START DATA TO EXAMINE

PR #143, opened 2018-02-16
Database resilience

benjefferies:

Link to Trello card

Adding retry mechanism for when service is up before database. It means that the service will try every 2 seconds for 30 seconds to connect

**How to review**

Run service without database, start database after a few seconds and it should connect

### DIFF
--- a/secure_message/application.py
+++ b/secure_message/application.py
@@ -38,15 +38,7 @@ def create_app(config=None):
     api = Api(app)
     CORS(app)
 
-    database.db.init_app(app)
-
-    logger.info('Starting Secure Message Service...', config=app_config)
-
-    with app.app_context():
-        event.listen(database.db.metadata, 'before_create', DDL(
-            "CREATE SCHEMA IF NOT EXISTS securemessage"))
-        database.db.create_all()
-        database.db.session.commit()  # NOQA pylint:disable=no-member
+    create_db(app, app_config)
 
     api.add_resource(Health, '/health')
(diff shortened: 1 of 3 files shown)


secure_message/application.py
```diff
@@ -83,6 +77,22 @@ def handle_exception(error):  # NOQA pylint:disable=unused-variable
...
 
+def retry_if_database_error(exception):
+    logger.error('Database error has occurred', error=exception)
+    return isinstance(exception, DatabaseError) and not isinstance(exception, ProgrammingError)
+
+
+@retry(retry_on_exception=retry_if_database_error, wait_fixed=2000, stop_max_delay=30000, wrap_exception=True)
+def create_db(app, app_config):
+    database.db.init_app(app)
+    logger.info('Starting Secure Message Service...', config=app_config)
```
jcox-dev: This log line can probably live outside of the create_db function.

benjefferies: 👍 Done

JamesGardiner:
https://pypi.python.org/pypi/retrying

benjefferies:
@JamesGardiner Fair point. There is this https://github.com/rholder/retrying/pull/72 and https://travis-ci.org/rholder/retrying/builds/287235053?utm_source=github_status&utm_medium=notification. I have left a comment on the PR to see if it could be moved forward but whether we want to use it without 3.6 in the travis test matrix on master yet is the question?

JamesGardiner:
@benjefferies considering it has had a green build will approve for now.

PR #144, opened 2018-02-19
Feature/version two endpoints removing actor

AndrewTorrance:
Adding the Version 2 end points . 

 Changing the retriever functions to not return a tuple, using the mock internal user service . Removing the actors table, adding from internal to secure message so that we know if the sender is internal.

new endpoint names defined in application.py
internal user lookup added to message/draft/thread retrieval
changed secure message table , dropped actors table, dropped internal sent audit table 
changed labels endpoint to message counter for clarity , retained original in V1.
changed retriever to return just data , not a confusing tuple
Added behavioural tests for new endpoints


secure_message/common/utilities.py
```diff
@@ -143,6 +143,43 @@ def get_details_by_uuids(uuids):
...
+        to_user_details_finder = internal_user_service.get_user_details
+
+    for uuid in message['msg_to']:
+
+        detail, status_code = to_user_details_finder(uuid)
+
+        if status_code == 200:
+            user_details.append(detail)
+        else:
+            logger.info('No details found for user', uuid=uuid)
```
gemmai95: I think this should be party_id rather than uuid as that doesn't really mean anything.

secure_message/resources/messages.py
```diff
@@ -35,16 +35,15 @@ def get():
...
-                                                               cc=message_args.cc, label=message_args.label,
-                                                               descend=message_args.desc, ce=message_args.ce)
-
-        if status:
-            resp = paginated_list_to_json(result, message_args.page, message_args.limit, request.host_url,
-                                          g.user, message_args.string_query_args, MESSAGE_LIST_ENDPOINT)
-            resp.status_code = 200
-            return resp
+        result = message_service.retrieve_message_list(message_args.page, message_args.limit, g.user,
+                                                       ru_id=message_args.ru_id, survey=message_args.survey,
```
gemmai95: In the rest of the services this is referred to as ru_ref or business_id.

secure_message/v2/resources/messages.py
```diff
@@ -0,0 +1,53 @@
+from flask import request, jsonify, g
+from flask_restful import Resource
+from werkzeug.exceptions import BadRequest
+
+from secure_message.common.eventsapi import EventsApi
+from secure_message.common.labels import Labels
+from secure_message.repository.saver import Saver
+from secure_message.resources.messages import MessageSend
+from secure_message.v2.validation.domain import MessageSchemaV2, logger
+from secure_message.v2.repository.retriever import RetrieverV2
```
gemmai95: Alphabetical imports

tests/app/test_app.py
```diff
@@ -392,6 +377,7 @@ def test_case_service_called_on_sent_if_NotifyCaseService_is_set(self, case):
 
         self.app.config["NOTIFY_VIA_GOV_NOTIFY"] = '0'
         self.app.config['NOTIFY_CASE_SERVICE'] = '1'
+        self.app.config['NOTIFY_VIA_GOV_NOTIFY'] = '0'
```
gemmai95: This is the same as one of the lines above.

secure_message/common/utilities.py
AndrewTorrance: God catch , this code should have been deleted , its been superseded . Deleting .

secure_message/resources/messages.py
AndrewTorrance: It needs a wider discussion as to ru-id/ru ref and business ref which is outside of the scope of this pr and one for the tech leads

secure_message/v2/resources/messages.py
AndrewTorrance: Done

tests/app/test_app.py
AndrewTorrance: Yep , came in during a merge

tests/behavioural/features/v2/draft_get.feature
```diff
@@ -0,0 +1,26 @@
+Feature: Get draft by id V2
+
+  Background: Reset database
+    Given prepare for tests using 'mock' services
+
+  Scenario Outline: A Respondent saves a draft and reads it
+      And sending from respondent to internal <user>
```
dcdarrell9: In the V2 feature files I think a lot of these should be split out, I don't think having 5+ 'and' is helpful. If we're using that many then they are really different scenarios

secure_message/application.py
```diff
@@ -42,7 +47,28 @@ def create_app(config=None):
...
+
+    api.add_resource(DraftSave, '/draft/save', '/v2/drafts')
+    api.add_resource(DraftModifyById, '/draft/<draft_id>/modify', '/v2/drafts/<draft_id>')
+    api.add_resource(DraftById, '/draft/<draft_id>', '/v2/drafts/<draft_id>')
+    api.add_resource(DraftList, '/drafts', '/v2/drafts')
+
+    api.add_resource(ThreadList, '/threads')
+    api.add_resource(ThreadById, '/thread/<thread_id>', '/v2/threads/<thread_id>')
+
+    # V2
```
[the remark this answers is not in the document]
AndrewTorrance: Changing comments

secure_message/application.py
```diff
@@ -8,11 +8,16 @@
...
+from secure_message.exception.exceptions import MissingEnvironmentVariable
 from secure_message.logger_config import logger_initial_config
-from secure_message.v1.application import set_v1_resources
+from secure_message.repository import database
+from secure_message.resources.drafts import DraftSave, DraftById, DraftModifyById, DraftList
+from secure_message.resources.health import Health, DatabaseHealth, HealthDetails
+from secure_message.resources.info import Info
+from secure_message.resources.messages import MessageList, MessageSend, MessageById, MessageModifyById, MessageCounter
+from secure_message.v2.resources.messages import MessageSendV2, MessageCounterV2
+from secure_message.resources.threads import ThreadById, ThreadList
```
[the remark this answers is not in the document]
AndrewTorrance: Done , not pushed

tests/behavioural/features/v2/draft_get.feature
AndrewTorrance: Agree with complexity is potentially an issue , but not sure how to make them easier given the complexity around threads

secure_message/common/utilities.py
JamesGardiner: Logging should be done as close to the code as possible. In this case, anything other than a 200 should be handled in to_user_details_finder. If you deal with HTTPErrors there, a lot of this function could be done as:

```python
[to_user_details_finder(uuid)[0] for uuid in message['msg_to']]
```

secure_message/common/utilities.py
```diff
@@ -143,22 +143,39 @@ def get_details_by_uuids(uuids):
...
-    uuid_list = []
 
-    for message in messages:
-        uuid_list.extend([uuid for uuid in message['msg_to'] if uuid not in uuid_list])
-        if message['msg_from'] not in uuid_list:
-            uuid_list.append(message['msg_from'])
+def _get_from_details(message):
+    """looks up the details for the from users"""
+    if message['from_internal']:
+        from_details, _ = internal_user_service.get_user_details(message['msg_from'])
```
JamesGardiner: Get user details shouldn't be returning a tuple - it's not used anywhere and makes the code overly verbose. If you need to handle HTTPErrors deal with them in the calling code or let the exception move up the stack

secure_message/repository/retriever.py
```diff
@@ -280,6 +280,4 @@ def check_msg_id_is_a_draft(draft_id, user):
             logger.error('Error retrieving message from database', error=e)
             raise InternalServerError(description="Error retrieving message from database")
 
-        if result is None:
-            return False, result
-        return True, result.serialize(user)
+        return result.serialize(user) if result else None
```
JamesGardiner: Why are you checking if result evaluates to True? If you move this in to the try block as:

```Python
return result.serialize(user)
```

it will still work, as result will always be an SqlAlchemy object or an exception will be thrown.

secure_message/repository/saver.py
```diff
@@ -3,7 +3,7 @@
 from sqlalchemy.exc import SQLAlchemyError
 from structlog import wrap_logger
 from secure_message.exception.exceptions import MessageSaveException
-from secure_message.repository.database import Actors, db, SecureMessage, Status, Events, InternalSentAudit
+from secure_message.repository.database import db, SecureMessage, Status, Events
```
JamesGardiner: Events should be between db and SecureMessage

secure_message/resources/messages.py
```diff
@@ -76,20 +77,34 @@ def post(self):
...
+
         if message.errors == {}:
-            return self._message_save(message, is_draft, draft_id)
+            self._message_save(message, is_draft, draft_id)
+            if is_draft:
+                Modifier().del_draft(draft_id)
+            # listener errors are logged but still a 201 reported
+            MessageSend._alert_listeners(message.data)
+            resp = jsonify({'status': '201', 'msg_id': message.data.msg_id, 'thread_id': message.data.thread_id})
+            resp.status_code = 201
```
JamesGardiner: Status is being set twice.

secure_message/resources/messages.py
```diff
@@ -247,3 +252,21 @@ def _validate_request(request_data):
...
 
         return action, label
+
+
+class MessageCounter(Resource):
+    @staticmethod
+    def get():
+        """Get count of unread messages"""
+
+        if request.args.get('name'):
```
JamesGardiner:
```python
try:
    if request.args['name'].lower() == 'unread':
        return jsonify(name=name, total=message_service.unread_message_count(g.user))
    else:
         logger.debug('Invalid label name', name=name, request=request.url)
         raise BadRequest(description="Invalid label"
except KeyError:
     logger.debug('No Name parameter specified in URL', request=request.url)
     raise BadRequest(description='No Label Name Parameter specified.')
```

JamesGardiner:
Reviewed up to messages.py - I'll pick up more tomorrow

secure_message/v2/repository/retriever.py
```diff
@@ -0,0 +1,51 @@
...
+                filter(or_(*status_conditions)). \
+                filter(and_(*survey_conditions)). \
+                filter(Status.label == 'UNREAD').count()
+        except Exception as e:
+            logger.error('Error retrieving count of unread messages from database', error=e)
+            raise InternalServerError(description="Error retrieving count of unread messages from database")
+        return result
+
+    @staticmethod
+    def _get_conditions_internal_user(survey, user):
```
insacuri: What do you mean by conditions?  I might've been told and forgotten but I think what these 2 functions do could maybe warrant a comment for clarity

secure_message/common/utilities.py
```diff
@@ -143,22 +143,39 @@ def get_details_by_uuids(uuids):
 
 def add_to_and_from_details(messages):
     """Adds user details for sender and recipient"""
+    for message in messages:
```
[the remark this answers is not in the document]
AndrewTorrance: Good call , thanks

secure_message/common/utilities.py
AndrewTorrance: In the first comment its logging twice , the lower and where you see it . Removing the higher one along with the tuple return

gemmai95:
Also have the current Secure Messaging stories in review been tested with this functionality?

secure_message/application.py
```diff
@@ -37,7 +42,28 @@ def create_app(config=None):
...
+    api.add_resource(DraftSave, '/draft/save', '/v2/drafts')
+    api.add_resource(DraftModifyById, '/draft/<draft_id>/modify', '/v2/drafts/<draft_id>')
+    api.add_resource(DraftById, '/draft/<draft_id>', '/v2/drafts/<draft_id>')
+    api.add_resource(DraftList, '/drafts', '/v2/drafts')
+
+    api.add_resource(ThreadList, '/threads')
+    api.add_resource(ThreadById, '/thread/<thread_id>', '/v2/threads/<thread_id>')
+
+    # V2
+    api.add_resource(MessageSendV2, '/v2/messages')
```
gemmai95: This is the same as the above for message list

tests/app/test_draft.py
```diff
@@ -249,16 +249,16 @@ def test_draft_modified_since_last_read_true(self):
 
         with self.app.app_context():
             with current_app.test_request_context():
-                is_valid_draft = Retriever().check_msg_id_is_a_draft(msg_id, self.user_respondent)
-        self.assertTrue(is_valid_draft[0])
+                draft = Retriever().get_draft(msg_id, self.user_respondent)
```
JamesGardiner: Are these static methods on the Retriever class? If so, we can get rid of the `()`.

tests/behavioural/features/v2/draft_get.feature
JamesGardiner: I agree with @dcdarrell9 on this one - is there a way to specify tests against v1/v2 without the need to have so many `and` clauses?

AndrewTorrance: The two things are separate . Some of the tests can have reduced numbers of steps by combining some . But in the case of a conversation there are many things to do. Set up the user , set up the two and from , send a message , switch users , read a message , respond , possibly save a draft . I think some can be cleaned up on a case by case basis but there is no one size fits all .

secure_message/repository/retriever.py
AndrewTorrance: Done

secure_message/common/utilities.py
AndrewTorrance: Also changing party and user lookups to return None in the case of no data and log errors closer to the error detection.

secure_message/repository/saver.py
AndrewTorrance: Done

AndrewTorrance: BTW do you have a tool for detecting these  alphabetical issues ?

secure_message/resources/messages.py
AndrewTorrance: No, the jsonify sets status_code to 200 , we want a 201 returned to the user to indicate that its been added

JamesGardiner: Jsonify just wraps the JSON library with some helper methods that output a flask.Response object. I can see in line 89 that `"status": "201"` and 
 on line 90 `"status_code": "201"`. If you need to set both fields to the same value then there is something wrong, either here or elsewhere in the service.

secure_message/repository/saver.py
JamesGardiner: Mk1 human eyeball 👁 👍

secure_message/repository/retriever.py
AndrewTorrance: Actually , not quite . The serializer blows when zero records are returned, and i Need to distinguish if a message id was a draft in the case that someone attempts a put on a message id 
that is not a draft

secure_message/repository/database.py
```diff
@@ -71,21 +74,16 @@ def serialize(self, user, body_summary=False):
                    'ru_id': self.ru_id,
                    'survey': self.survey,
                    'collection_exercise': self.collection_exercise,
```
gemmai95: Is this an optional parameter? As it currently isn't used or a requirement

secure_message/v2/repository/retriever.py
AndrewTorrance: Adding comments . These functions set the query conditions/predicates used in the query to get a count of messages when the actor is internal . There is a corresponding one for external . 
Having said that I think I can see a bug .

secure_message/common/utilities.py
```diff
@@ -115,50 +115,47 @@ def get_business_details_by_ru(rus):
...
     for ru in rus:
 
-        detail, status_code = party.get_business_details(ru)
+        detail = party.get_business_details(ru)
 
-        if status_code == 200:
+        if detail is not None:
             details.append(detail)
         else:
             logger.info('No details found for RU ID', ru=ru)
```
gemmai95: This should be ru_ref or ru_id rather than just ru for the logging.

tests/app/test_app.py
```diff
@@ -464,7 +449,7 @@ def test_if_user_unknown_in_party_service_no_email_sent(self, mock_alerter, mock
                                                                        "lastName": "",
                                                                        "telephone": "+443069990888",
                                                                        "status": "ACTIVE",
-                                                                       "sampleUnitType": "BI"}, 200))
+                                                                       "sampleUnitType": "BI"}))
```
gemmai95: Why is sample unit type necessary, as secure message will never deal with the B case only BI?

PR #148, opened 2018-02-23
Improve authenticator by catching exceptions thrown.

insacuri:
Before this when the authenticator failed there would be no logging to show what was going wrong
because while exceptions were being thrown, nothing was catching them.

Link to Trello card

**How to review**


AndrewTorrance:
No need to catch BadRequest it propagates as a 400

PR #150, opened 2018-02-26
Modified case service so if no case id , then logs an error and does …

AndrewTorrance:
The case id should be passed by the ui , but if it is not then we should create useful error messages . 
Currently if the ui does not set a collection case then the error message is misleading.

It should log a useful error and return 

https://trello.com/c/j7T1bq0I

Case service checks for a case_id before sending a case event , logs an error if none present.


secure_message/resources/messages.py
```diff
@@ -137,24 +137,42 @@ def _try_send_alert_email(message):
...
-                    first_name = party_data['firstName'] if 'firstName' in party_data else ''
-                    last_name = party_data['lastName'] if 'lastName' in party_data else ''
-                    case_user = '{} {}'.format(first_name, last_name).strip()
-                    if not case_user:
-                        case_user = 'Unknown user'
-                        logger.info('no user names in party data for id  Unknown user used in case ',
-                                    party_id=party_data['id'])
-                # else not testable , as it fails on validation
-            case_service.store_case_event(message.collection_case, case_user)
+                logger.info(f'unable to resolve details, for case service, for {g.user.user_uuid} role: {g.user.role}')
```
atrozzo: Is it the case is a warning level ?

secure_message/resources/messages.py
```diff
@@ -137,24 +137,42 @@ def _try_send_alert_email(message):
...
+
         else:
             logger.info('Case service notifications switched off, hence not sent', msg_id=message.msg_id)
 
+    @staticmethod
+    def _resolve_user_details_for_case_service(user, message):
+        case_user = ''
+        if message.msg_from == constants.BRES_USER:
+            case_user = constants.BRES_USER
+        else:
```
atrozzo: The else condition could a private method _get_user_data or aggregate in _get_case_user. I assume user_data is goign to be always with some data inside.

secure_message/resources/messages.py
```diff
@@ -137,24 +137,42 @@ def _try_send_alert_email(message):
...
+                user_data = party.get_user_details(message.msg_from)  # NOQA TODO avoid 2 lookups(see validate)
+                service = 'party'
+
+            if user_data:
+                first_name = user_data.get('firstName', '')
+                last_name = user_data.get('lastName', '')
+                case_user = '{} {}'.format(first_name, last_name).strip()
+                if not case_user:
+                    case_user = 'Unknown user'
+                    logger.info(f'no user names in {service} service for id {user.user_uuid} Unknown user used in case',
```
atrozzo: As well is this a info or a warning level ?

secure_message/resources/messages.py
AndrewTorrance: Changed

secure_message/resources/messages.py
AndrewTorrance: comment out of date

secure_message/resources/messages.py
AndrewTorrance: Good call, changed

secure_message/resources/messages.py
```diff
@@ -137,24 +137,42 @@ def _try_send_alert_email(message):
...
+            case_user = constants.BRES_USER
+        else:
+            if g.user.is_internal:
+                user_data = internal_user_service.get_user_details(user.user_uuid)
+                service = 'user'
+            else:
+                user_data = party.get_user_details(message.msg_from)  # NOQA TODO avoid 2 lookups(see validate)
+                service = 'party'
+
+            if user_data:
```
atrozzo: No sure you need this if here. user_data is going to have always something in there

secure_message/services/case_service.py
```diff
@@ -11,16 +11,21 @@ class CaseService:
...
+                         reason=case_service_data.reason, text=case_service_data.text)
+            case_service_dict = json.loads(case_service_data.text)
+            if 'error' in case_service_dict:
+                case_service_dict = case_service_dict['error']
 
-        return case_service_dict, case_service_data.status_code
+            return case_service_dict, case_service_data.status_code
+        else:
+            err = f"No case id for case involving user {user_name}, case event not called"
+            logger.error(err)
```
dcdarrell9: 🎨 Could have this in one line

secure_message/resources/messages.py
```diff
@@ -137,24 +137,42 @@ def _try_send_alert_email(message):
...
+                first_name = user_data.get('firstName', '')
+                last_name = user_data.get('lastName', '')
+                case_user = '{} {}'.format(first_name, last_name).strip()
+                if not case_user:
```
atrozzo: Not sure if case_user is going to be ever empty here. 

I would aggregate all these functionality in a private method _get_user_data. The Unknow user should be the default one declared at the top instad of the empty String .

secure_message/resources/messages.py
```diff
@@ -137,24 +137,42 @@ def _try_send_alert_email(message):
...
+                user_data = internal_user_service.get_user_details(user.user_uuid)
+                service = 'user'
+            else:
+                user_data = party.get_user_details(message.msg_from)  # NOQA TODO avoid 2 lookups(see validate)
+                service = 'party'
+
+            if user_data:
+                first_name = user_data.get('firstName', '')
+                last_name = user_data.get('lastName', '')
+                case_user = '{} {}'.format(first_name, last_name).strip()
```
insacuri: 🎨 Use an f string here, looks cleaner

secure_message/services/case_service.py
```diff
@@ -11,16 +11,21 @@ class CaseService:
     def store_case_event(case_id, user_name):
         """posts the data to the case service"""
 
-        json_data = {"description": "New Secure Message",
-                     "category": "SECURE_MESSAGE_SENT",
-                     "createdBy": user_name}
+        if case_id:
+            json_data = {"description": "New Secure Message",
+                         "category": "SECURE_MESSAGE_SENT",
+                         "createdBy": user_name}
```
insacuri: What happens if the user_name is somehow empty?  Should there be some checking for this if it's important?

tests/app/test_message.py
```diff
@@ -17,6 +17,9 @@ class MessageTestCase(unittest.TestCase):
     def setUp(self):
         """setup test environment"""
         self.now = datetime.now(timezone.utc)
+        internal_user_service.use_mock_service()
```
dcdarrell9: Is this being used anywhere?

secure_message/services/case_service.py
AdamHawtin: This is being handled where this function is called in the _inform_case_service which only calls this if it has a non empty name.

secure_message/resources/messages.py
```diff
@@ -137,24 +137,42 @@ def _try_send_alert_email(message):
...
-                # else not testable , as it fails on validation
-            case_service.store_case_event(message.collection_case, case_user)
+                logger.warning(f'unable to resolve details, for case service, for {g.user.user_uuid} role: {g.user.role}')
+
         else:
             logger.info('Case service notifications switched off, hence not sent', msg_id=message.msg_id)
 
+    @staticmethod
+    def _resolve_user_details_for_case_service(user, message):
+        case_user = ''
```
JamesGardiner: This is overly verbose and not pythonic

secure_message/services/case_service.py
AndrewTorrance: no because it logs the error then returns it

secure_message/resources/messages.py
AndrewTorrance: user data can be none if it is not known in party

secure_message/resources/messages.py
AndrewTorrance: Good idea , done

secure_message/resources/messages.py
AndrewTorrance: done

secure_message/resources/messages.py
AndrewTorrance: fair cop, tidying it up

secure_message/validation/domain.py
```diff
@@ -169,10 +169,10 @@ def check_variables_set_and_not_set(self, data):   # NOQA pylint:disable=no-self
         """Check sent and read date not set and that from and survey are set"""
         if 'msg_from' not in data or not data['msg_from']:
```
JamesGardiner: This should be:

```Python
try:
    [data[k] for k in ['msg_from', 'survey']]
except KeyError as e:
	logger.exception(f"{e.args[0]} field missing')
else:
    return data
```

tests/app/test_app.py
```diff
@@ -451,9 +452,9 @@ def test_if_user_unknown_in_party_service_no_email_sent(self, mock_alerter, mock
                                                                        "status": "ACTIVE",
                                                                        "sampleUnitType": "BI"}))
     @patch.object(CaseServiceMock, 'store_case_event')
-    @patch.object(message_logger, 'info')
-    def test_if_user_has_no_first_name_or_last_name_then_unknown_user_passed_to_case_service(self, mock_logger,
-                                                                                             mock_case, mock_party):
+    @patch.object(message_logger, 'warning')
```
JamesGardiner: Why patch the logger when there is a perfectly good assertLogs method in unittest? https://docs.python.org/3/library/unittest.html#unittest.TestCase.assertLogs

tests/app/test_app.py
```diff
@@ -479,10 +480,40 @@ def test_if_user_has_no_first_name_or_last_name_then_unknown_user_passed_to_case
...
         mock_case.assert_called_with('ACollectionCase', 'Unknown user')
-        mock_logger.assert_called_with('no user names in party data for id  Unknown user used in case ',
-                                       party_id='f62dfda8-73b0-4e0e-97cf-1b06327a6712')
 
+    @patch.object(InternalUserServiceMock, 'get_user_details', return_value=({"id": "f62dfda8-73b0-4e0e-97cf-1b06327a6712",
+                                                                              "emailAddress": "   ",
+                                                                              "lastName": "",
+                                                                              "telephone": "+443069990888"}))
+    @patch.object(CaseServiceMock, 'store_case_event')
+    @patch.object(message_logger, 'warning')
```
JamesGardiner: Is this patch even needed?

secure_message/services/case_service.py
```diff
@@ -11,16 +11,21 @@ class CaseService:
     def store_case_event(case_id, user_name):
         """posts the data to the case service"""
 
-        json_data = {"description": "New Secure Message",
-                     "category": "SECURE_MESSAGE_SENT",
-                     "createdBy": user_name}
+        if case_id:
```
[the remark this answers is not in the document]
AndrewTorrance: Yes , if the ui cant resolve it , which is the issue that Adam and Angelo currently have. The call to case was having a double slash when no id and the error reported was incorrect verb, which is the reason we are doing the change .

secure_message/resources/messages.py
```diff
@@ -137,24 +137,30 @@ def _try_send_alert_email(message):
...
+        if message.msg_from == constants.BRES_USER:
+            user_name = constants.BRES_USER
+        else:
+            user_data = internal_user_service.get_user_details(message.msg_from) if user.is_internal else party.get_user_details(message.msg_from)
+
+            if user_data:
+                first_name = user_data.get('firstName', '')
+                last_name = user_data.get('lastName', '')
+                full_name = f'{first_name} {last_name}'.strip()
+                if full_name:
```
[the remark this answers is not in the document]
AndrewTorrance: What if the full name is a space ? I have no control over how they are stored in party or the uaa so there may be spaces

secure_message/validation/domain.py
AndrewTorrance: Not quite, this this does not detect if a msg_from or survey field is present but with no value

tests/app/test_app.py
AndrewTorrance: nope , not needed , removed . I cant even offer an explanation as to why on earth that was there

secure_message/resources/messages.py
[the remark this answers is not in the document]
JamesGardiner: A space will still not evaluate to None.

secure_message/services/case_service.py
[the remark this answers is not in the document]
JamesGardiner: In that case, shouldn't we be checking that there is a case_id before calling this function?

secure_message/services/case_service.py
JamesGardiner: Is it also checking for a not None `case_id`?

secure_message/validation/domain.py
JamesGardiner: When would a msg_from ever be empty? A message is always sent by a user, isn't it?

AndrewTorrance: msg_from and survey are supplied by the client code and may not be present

END DATA TO EXAMINE

EXERCISE>
Gather from the data above every line with the string "outside".

TASK RESPONSE>
jcox-dev: This log line can probably live outside of the create_db function.
AndrewTorrance: It needs a wider discussion as to ru-id/ru ref and business ref which is outside of the scope of this pr and one for the tech leads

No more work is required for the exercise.